### Exercise details:
Scan the listing below. Copy each line that contains "BasicAuthenticationFilter".

-- Data extract follows --

PR #591, opened 2026-03-20
Feature/tt specific desc

calvinlu3:
related to https://github.com/oncokb/oncokb-pipeline/issues/1096


src/main/webapp/app/pages/curation/collapsible/TherapyTxDescAddendumsSection.tsx
```diff
@@ -0,0 +1,424 @@
...
+  firebaseDb,
+  deleteSection,
+  updateReviewableContent,
+}: ITherapyTxDescAddendumsSectionProps) {
+  const [txDescAddendums, setTxDescAddendums] = useState<TxDescAddendumList>({});
+  const [cancerTypes, setCancerTypes] = useState<CancerTypeList>({});
+  const [excludedCancerTypes, setExcludedCancerTypes] = useState<CancerTypeList>({});
+  const [selectableCancerTypes, setSelectableCancerTypes] = useState<CancerType[]>([]);
+  const [allCancerTypeOptions, setAllCancerTypeOptions] = useState<CancerTypeSelectOption[]>([]);
+
```
bprize15, line 59: Assuming the curators do not require this feature for "Other Tumor Types"?

bprize15:
Product Review: When I add an addendum and try to remove it immediately, it goes into review mode instead of deleting immediately. This creates a weird cascade of bugs, where it shows updates, and in testing, it is showing firebase list keys. 

Screenshot 2026-03-30 at 4 09 53 PM

I am having trouble reproducing the one that makes the firebase list key shown up, so it is possible that has to do with my data. But the review mode bug is easily reproducible

bprize15 (changes requested):

src/main/webapp/app/pages/curation/collapsible/TherapyTxDescAddendumsSection.tsx
calvinlu3: Yup, currently restricting it to only All Solid/Liquid Tumors. Other Tumor Types would be interesting because if they wanted a specific "other" tumor type addendum, then they should probably curate that specific tumor type explicitly. They only want it for these two special tt for now.

calvinlu3:
> Product Review: When I add an addendum and try to remove it immediately, it goes into review mode instead of deleting immediately. This creates a weird cascade of bugs, where it shows updates, and in testing, it is showing firebase list keys.

@bprize15 Thank you very much for the product review! I was able to reproduce the bug where we cannot delete immediately. That is fixed now.

src/main/webapp/app/shared/select/CancerTypeSelect.tsx
```diff
@@ -127,7 +127,6 @@ const CancerTypeSelect = <IsMulti extends boolean>(props: ICancerTypeSelectProps
       }
       cacheUniqs={[props.value]}
       placeholder="Select cancer type"
-      isClearable
```
bprize15, line 130: Do we want all cancer type selects to not be clearable?

src/main/webapp/app/shared/util/firebase/firebase-review-utils.tsx
```diff
@@ -488,6 +556,19 @@ export const findReviewRecursive = (
       if (key.endsWith('_uuid') && uuids.includes(value as string)) {
         const relevantKeys = getRelevantKeysFromUuidKey(key);
 
+        if (relevantKeys.fieldKey === 'cancer_type') {
```
bprize15: Is this assuming that all other objects that contain a cancer type have already been processed?

src/main/java/org/mskcc/oncokb/curation/config/security/SecurityConfigurationOAuth.java
```diff
@@ -59,6 +60,7 @@ public SecurityFilterChain oauthFilterChain(HttpSecurity http, MvcRequestMatcher
                         .csrfTokenRequestHandler(new SpaCsrfTokenRequestHandler())
             )
             .addFilterAfter(new SpaWebFilter(), BasicAuthenticationFilter.class)
+            .addFilterAfter(new WebsocketAuthDebugFilter(), BasicAuthenticationFilter.class)
```
bprize15: Based on the code, I don't see a reason you need to omit this in production, but since you call it a debug filter, is it intended to only log when the application is run in debug mode? If so, maybe we want the log level to be DEBUG. No preference here.

src/main/webapp/app/pages/curation/collapsible/TherapyTxDescAddendumsSection.tsx
```diff
@@ -0,0 +1,417 @@
...
+  useEffect(() => {
+    if (!showAddTumorTypeSpecificDescriptionButton || Object.keys(txDescAddendums).length === 0) {
+      setAllCancerTypeOptions([]);
+      return;
+    }
+
+    const pageSize = 1000;
+
+    const fetchAllCancerTypes = async () => {
+      try {
```
bprize15, line 186: This logic seems a bit complex to get all cancer types. Would it be easy to use a non-paginated version?

bprize15 (commented):
One more product comment that I just noticed. You can add a description without a cancer type an approve it. This might cause unexpected data for the data release CLI or cause us to handle a case that does not make sense. Maybe we want to enforce this constraint here so we cannot have invalid data in our system.

src/main/webapp/app/shared/select/CancerTypeSelect.tsx
calvinlu3: It used to override the prop, so it was always clearable. I double checked all places we used CancerTypeSelect and passed in the prop if we really needed it to be clearable. The default behavior if select is Multi, is that it will be clearable.

src/main/webapp/app/shared/util/firebase/firebase-review-utils.tsx
calvinlu3: Sorry for the confusion here. I ended up refactoring the whole tx addendum review building. Now its just `buildTxDescAddendumReview`.

src/main/java/org/mskcc/oncokb/curation/config/security/SecurityConfigurationOAuth.java
calvinlu3: Not sure how this code got into my branch, but it was for testing. I got rid of the associated file and this line.

src/main/webapp/app/pages/curation/collapsible/TherapyTxDescAddendumsSection.tsx
calvinlu3: Unfortunately, this is a big piece of code to do a simple thing because
the codegen generated api.ts does not serialize the params properly. For some reason it serializes Pageable into `<Object>` instead of adding each of the Pageable field (sort,size,page) into url params. I added a comment so we can try to fix it later.

I'm going to skip this for now, but we can think about whether we want to support non-paginated endpoint or have some reusable logic on frontend to get all with paginated version. Also, if we even need pagination for cancer type since theres so few rows.

calvinlu3:
> One more product comment that I just noticed. You can add a description without a cancer type an approve it. This might cause unexpected data for the data release CLI or cause us to handle a case that does not make sense. Maybe we want to enforce this constraint here so we cannot have invalid data in our system.

The description is disabled until a cancer type is added. Also, the data release cli will generate an error if either are missing.

bprize15 (approved):
LGTM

-- Data extract concluded --

### Response:
             .addFilterAfter(new SpaWebFilter(), BasicAuthenticationFilter.class)
+            .addFilterAfter(new WebsocketAuthDebugFilter(), BasicAuthenticationFilter.class)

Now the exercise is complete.